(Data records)
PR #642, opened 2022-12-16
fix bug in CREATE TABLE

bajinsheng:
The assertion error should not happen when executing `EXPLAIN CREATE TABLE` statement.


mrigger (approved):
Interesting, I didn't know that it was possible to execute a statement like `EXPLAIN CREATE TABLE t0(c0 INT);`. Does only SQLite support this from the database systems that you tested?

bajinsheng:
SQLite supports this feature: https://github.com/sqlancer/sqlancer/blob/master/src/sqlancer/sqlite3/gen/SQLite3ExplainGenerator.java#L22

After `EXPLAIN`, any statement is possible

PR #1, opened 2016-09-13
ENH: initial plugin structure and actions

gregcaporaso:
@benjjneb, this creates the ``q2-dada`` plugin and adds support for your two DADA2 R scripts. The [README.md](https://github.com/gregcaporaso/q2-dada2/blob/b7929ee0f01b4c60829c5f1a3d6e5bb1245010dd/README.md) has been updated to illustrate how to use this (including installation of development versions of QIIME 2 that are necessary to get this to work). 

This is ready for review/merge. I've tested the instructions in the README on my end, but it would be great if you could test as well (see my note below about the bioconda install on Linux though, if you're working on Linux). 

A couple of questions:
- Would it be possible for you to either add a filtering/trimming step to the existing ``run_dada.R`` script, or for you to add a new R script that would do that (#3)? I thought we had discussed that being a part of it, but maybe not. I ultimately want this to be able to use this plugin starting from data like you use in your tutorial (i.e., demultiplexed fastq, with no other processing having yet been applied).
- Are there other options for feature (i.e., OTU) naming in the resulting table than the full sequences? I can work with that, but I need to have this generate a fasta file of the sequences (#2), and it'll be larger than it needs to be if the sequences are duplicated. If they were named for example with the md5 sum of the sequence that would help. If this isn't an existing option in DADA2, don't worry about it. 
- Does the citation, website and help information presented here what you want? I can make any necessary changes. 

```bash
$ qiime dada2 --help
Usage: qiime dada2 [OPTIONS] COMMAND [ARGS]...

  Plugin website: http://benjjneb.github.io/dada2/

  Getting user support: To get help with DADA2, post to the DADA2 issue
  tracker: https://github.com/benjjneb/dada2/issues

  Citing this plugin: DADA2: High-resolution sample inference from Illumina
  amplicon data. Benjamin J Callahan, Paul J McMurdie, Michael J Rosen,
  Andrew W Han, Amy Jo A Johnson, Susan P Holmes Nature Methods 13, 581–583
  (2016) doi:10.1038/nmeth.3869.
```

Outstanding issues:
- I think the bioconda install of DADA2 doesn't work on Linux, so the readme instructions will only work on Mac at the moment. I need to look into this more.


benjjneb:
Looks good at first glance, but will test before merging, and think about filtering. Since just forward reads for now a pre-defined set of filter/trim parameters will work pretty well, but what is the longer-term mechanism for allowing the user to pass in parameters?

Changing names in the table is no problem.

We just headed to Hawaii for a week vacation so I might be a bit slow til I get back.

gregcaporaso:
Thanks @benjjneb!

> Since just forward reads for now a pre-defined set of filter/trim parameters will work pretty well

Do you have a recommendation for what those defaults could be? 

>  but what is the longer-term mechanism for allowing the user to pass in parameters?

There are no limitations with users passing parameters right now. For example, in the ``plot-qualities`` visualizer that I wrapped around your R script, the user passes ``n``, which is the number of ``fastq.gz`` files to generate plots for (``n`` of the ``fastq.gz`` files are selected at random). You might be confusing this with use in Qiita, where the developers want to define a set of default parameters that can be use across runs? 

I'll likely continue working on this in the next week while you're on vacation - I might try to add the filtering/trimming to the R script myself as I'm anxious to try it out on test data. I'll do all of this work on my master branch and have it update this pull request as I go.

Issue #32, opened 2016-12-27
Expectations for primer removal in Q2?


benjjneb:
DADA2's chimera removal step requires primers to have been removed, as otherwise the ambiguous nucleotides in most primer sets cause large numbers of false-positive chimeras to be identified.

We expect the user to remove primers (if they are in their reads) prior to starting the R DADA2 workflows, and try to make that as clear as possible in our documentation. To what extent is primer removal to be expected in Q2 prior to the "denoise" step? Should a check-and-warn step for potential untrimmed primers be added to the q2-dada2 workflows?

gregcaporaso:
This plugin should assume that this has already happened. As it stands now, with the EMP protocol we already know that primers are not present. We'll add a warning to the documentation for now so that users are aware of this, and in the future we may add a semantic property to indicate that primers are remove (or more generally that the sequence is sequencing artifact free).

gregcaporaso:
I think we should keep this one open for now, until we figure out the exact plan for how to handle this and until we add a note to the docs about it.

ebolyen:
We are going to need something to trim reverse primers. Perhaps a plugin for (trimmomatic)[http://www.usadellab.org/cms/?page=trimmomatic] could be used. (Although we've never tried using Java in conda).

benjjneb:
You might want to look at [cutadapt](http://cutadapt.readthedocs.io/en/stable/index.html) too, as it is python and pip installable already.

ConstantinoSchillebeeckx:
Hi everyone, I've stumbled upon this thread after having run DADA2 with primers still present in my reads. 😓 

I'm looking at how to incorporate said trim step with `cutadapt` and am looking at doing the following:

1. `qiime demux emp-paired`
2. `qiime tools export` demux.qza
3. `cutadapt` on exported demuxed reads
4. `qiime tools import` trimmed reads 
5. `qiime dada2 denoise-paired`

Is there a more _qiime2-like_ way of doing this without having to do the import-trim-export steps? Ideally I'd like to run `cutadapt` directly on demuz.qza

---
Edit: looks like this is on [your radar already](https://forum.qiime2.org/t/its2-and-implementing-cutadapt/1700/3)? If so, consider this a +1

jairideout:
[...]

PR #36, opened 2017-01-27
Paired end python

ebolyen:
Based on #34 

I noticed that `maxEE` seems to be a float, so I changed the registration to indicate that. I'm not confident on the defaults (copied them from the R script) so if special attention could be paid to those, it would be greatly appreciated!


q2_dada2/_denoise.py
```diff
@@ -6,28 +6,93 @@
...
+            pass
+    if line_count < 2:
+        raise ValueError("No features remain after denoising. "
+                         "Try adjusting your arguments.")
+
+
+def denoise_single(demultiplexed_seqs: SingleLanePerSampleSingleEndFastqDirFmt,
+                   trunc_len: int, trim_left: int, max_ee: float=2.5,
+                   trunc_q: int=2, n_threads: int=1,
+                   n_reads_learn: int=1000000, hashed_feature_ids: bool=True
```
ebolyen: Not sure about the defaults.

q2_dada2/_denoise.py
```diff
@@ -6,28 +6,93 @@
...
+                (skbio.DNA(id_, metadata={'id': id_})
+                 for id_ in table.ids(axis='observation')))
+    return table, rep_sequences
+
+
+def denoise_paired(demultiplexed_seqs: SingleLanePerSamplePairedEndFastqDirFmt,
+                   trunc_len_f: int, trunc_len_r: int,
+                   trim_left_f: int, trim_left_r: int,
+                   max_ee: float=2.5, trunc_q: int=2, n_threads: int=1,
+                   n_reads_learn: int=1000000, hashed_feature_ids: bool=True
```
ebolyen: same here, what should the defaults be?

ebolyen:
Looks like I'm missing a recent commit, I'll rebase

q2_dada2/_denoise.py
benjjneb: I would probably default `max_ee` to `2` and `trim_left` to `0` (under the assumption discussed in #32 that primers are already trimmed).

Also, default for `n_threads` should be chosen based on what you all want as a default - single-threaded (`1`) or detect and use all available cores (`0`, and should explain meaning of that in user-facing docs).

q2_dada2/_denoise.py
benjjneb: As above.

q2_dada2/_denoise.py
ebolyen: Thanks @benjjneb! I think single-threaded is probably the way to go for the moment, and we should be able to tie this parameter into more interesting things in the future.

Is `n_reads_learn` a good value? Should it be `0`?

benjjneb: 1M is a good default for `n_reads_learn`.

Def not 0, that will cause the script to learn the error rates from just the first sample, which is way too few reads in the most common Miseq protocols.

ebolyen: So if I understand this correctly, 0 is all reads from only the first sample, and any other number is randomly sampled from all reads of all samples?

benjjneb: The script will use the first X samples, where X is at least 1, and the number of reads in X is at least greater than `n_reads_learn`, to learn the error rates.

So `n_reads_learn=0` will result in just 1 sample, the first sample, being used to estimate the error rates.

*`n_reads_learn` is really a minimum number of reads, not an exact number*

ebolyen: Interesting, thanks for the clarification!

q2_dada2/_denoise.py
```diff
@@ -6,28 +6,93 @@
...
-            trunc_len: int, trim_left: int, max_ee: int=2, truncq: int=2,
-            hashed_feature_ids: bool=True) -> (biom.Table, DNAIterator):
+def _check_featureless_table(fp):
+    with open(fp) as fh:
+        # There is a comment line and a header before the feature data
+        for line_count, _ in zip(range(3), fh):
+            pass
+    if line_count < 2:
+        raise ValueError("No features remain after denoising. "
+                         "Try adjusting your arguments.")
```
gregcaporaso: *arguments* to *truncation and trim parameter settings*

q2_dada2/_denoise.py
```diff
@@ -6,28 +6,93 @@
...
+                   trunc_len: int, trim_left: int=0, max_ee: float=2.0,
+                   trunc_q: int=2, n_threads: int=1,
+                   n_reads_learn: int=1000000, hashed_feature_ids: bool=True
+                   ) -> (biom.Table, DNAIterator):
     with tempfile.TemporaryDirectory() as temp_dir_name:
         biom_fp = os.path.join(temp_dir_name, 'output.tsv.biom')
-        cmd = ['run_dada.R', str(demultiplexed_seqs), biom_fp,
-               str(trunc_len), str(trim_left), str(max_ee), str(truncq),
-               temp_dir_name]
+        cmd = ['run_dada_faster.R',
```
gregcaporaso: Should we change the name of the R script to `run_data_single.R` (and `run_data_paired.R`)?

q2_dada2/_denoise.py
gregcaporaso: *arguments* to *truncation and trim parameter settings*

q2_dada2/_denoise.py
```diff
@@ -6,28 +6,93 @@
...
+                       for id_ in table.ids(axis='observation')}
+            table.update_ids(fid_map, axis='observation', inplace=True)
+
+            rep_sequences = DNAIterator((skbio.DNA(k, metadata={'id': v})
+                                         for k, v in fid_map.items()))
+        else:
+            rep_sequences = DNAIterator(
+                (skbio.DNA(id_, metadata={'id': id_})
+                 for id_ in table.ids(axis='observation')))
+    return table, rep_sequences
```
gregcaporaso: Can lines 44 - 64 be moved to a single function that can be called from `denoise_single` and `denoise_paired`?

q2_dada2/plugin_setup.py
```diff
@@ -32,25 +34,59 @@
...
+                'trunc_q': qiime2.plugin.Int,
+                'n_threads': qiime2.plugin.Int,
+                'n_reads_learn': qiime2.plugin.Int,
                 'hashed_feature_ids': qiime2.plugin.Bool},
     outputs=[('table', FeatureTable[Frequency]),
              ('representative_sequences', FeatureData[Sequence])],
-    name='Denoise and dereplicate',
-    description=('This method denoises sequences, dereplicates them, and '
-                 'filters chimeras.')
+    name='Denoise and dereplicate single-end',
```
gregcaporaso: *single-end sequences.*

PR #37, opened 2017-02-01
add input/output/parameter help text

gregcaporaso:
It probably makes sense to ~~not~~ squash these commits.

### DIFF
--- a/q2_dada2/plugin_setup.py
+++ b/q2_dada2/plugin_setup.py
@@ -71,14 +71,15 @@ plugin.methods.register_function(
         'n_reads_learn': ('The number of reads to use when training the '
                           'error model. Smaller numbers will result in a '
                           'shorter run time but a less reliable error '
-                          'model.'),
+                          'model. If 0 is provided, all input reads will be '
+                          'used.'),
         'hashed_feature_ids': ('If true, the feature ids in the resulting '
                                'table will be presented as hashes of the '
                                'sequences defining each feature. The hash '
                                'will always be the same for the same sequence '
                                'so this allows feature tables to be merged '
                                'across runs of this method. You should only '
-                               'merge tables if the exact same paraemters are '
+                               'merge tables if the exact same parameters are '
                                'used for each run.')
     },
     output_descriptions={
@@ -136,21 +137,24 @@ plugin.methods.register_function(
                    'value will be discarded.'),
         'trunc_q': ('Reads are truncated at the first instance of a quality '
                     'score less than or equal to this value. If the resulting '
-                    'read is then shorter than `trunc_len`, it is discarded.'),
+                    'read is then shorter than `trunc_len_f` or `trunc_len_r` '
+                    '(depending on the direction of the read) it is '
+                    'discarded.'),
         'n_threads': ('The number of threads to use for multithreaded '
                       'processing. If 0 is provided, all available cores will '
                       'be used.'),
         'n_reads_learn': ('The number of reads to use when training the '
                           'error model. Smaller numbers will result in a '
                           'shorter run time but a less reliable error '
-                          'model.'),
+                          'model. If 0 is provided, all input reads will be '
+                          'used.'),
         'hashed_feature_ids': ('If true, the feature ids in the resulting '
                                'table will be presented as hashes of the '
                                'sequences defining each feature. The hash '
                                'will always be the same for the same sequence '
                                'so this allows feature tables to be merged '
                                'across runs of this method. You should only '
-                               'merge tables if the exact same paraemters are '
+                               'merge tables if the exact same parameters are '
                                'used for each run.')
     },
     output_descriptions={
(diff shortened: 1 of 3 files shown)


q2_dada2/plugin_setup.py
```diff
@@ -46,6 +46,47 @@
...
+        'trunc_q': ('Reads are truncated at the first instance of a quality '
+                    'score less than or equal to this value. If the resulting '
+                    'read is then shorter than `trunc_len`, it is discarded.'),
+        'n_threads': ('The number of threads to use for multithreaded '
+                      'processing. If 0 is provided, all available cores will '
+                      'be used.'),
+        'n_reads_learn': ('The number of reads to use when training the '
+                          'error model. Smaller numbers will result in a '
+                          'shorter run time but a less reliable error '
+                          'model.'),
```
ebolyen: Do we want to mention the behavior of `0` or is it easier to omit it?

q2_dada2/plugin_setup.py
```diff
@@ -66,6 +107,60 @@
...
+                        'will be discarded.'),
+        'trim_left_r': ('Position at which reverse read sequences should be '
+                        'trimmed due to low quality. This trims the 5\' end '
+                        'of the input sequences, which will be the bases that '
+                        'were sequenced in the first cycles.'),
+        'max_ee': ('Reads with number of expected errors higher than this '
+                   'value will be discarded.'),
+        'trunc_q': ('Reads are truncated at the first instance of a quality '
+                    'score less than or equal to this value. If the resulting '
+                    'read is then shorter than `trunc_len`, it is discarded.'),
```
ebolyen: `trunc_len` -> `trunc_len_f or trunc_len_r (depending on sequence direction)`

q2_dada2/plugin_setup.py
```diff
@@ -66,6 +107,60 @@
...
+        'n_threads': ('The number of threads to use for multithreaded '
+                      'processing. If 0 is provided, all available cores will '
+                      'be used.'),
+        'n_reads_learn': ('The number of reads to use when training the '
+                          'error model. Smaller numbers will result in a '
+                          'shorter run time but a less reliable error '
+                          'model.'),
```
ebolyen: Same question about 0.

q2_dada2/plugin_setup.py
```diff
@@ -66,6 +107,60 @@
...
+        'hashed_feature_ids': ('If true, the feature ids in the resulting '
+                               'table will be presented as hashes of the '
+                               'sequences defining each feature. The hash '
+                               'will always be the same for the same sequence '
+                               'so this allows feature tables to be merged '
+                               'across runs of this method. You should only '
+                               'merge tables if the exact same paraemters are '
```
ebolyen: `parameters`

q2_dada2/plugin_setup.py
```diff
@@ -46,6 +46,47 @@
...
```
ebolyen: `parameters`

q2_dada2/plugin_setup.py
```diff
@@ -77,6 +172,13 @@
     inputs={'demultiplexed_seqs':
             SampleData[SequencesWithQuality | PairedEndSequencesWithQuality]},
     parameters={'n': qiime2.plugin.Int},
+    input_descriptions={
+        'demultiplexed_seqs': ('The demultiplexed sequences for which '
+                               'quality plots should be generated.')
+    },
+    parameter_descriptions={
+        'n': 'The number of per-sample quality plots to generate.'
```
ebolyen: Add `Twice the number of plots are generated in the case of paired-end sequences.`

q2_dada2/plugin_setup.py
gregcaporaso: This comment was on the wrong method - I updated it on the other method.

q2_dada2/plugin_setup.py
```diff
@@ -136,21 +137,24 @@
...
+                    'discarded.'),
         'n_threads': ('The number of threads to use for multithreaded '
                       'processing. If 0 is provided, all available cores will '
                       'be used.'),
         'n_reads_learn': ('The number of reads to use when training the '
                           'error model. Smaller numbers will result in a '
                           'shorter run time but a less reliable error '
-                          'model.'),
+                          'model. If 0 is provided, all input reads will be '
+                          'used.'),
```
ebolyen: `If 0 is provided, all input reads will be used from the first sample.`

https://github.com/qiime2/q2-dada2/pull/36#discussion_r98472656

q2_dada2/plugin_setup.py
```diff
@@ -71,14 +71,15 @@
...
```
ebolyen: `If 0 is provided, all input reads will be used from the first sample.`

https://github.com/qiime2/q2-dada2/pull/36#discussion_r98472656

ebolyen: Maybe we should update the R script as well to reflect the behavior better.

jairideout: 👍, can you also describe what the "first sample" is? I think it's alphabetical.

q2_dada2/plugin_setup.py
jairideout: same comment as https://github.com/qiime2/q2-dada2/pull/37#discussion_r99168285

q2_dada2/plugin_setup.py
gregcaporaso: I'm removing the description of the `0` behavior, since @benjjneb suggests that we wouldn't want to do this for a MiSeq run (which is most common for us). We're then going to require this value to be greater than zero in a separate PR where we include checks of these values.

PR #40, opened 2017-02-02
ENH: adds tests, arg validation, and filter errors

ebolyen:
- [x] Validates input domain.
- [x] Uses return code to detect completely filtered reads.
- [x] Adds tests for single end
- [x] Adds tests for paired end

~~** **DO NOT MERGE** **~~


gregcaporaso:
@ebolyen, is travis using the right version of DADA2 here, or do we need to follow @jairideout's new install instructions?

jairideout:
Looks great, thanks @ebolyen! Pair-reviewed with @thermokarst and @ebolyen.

Directions for this task — Word search in the records above: please count the lines holding "truncq" and state the count alone.

Reply to the exercise — 2